▶ _Exercise description_
Work through the material below line by line and say how many lines include the word "formatObjectName". Only the number, please.

*** Raw data Section Begins ***

PR #5822, opened 2022-11-29
Replace deprecated prettier eslint integration with the vscode plugin

keianhzo:
The prettier eslint integration has been deprecated so in VSCode we are falling back to the default formatter on save that doesn't follow the same rules as the ones defined in eslintrc.

This only affect people using VSCode.

Read more here: https://github.com/prettier/prettier-vscode/issues/870

### DIFF
--- a/.vscode/settings.json
+++ b/.vscode/settings.json
@@ -5,8 +5,20 @@
   "html.format.enable": false,
   // Disable the default javascript formatter
   "javascript.format.enable": false,
-  // Use 'prettier-eslint' instead of 'prettier'. Other settings will only be fallbacks in case they could not be inferred from eslint rules.
-  "prettier.eslintIntegration": true,
+  // Using the prettier-vscode plugin as the old eslint integration has been deprecated. More here: https://github.com/prettier/prettier-vscode/issues/870
+  "editor.defaultFormatter": "esbenp.prettier-vscode",
+  "[javascriptreact]": {
+    "editor.defaultFormatter": "esbenp.prettier-vscode"
+  },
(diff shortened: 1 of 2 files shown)


.vscode/settings.json
```diff
@@ -5,8 +5,20 @@
   "html.format.enable": false,
   // Disable the default javascript formatter
   "javascript.format.enable": false,
-  // Use 'prettier-eslint' instead of 'prettier'. Other settings will only be fallbacks in case they could not be inferred from eslint rules.
-  "prettier.eslintIntegration": true,
+  // Using the prettier-vscode plugin as the old eslint integration has been deprecated. More here: https://github.com/prettier/prettier-vscode/issues/870
+  "editor.defaultFormatter": "esbenp.prettier-vscode",
```
johnshaughnessy, line 9: Is this configuration specifically for vs code users?

keianhzo: I believe everything under the `.vscode/` folder is only applied by VSCode (maybe also some compatible forks?) But it should not affect other editors unless they purposefully read that file.

nickgrato (approved):
This looks good to me, I think the only thing ( and this could be a big change ) that I would change is the actual prettier file that this references. 

I have these in Subscriptions and Marketing project, some of these might be default and unnecessary. 

```
{
  "singleQuote": true,
  "jsxSingleQuote": false,
  "tabWidth": 2,
  "semi": true
}
```
Been a heavy adopter of  single quotes in Javascript and double quotes in HMTL/JSX however.

PR #5828, opened 2022-11-30
Fix scene deletion

bryanenders:
Why
---

The _Pending scenes_, _Approved scenes_, _Featured scenes_, and _Scenes_
admin pages offer a UI to delete scenes.  Scene deletion does not exist
as a back-end feature, so an error occurs.

What
----

Remove bulk action buttons from the affected pages


hrithikwins:
Much needed

robinkwilson (approved):
LGTM Ship it!

PR #5831, opened 2022-12-02
Fix / sometimes being cleared from chatbox

netpro2k:
Sometimes when using `/` to open chat the initial `/` was later cleared, making it difficult to type slash commands. This was due to the value of a controlled input being set in an effect. Since the only thing we were using this effect for anyway was to autoFocus the chat box I simplified this to a property, and have a separate property for specifying initial text.


johnshaughnessy (approved):
Woohoo! Quality of Life instantly improved!

PR #5842, opened 2022-12-04
Add network debug system

johnshaughnessy:


src/bit-systems/network-debug.ts
```diff
@@ -0,0 +1,47 @@
...
+export function networkDebugSystem(world: HubsWorld, scene: Scene) {
+  enteredNetworkedQuery(world).forEach(eid => {
+    const obj = world.eid2obj.get(eid);
+    if (obj) {
+      const textObj = world.eid2obj.get(renderAsEntity(world, NetworkDebugPrefab()))! as TroikaText;
+      texts.set(eid, textObj);
+      scene.add(textObj);
+      textObj.renderOrder = 999;
+      forEachMaterial(textObj, function (mat: Material) {
+        mat.depthTest = false;
```
takahirox, line 26: Let me confirm my understanding. This is for not hiding texts by other closer objects, isn't it?

src/bit-systems/network-debug.ts
```diff
@@ -0,0 +1,47 @@
...
+      });
+    }
+  });
+
+  exitedNetworkedQuery(world).forEach(eid => {
+    removeEntity(world, texts.get(eid)!.eid!);
+    texts.delete(eid);
```
takahirox, line 33: Don't we need to remove `textObj` from `scene`?

src/bit-systems/network-debug.ts
```diff
@@ -0,0 +1,47 @@
...
+import { Text as TroikaText } from "troika-three-text";
+import { HubsWorld } from "../app";
+import { Networked } from "../bit-components";
+import { NetworkDebugPrefab } from "../prefabs/network-debug";
+import { formatComponentProps, formatObjectName } from "../react-components/debug-panel/ECSSidebar";
+import { renderAsEntity } from "../utils/jsx-entity";
+import { forEachMaterial } from "../utils/material-utils";
+import { EntityID } from "../utils/networking-types";
+
+const texts = new Map<EntityID, TroikaText>();
```
takahirox, line 12: System design question:

Is it a good system design that a system has map from entity id to data? I thought in ECS a system shouldn't manage data by itself and all data should be represented as components.

/cc @netpro2k

src/bit-systems/network-debug.ts
```diff
@@ -0,0 +1,47 @@
...
+  exitedNetworkedQuery(world).forEach(eid => {
+    removeEntity(world, texts.get(eid)!.eid!);
+    texts.delete(eid);
+  });
+
+  networkedQuery(world).forEach(eid => {
+    const networkedObj = world.eid2obj.get(eid)!;
+    const textObj = texts.get(eid)!;
+
+    networkedObj.updateMatrices();
```
takahirox, line 40: Let me confirm my understanding. A networked object's translation/rotation/scale can be updated by remote peers but its matrix isn't updated yet because the scene graph will be updated in or right befor renderer.render() but this system needs updated world matrix so updating it here, correct?

src/bit-systems/network-debug.ts
```diff
@@ -0,0 +1,47 @@
...
+    networkedObj.matrixWorld.decompose(textObj.position, textObj.quaternion, _scale);
+    textObj.matrixNeedsUpdate = true;
+
+    textObj.text = formatObjectName(networkedObj) + "\nNetworked " + formatComponentProps(eid, Networked);
```
takahirox, line 44: This system is called every frame, isn't it? Networked component can be updated every frame? If not, updating text only if needed can be less GC pressure. But this sytem is for debug. Inefficiency should be acceptable. Not a blocking issue. But just a comment.

src/bit-systems/network-debug.ts
johnshaughnessy: You're probably right about that, though I don't feel strongly about it one way or another.

Here we are mapping from `EntityID` of the `Networked` entity to the text3D object of the entity with the `NetworkedDebug` component. If we want to manage this state using bitecs, we would add another component (e.g. `NetworkedDebugText` with a single property, which would be the a reference to the `NetworkedDebug` entity:

```ts
export const NetworkDebugText = defineComponent({
  targetRef: Types.eid
})
```

Then, when we render the entity using the `NetworkDebugPrefab`, we'd add the `NetworkDebugText` to the `NetworkedEntity` and set its `targetRef` to the `NetworkDebugPrefab`'s `eid`:

```diff
-      const textObj = world.eid2obj.get(renderAsEntity(world, NetworkDebugPrefab()))! as TroikaText;
-      texts.set(eid, textObj);
+      const debugEid = renderAsEntity(world, NetworkDebugPrefab());
+      addComponent(world, NetworkedDebugText, eid);
+      NetworkedDebugText.targetRef[eid] = debugEid;
+      const textObj = world.eid2obj.get(debugEid)! as TroikaText;
```

Similarly, in the `exitedQuery` we get the eid from the component store:
```diff
   exitedNetworkedQuery(world).forEach(eid => {
-    removeEntity(world, texts.get(eid)!.eid!);
-    texts.delete(eid);
+    const debugEid = NetworkedDebugText.targetRef[eid];
+    removeEntity(world, debugEid);
   });
   ```
   
   And where we are doing the updating, we just use the ref to access the object3D:
   
   ```diff
     networkedQuery(world).forEach(eid => {
     const networkedObj = world.eid2obj.get(eid)!;
-    const textObj = texts.get(eid)!;
+    const textObj = world.eid2obj.get(NetworkedDebugText.targetRef[eid])! as TroikaText;
```

If we like this better then I'll commit these changes and remove the map. 

In practice, the map will be smaller than the component store, but if we're hesitant to add components to store data then we need to solve that problem (e.g. by archetypes). This is something that Dom and I have discussed but have not yet explored.

src/bit-systems/network-debug.ts
johnshaughnessy: Yes, e.g. showing it through walls.

src/bit-systems/network-debug.ts
johnshaughnessy: Removing the object3D associated with an entity from the scene is handled by another system: 

https://github.com/mozilla/hubs/blob/d8e5400f8b123614f5e38dd5dd76d4ca05f47060/src/systems/remove-object3D-system.js#L100

src/bit-systems/network-debug.ts
johnshaughnessy: We call `updateMatrices` _anytime_ we access the `matrixWorld` or `matrix` of an `Object3D`. If it hasn't been updated, then very little work is done. This is part of the contract we follow because of the matrix optimizations we apply on top of threejs. (See commit description here: https://github.com/mozillareality/three.js/commit/b889d4e5617d95caa02064d6c8da5ae2b1f98e1a )

src/bit-systems/network-debug.ts
johnshaughnessy: Agreed. Not worth the effort or added complexity to optimize.

src/bit-systems/network-debug.ts
takahirox: Ah, ok. That is the one that skips the matrices update if it isn't dirty.

src/bit-systems/network-debug.ts
johnshaughnessy: Updated in https://github.com/mozilla/hubs/pull/5842/commits/38f6d6b89d770eb7645f8520736eb1ec22b5b2be

PR #7116, opened 2024-04-22
feat: Convert several batch methods to the standardized format

sradevski:


packages/core-flows/src/api-key/steps/link-sales-channels-to-publishable-key.ts
```diff
@@ -0,0 +1,62 @@
+import { Modules } from "@medusajs/modules-sdk"
```
riqwan, line 1: sugg: This looks like it could be a generic link and unlink step that could be used across all these add/remove workflows

packages/medusa/src/api-v2/admin/api-keys/[id]/sales-channels/route.ts
```diff
@@ -0,0 +1,44 @@
...
+) => {
+  const { add, remove } = req.validatedBody
+  const apiKey = await refetchApiKey(req.params.id, req.scope, ["id", "type"])
+
+  if (apiKey.type !== ApiKeyType.PUBLISHABLE) {
+    throw new MedusaError(
+      MedusaError.Types.INVALID_DATA,
+      "Sales channels can only be associated with publishable API keys"
+    )
+  }
```
Comment (riqwan) [inline packages/medusa/src/api-v2/admin/api-keys/[id]/sales-channels/route.ts:22]: q: shouldn't this be part of the workflow?

riqwan (approved):
delicious cleanup!

packages/core-flows/src/api-key/steps/link-sales-channels-to-publishable-key.ts
sradevski: @riqwan agreed, we should revisit quite a few of the workflows that we can unify, but it's something for another time 😄

packages/medusa/src/api-v2/admin/api-keys/[id]/sales-channels/route.ts
Comment (sradevski) [reply packages/medusa/src/api-v2/admin/api-keys/[id]/sales-channels/route.ts:22]: @riqwan I just kept the existing logic, but I agree, it might be better if it's part of the workflow

PR #7117, opened 2024-04-22
feat(dashboard): metadata component

fPolic:
**What**
- add new metadata component

**Note**
- _example of usage on customer edit form_
- we are not handling update metadata case in the internal module service so for now delete case doesn't work properly

---

https://github.com/medusajs/medusa/assets/16856471/b588752d-9cf5-4d96-9cf8-760a764ab03e


kasperkristensen (approved):
LGTM

Maybe confirm with @ludvig18, but I think the intended behaviour is the same as what we have in the current admin. So when a user hovers a row, it should show a menu button, where from the user can delete the row, insert an empty row above and below.

Re inferring the type based on the input: I think its a cool idea, but also a bit dangerous as someone might write "true" and want the string and not boolean value. If we added the menu as we have in the existing component, we could potentially have a submenu called "Type", which has options based on what the value could be cast as. So if the user writes "true" the submenu would have the options "String" and "Boolean". In that case we would properly also need some kind of visual indication what the field is currently cast to.

fPolic:
Think we can merge this now since the API of the component won't change so we can start adding this to UIs. I discussed with Ludvig and we will add a context menu with (Delete, Add row below/above) instead of the current delete action but this isn't blocking.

*** Raw data Section Ends ***

▶ _Task answer_
2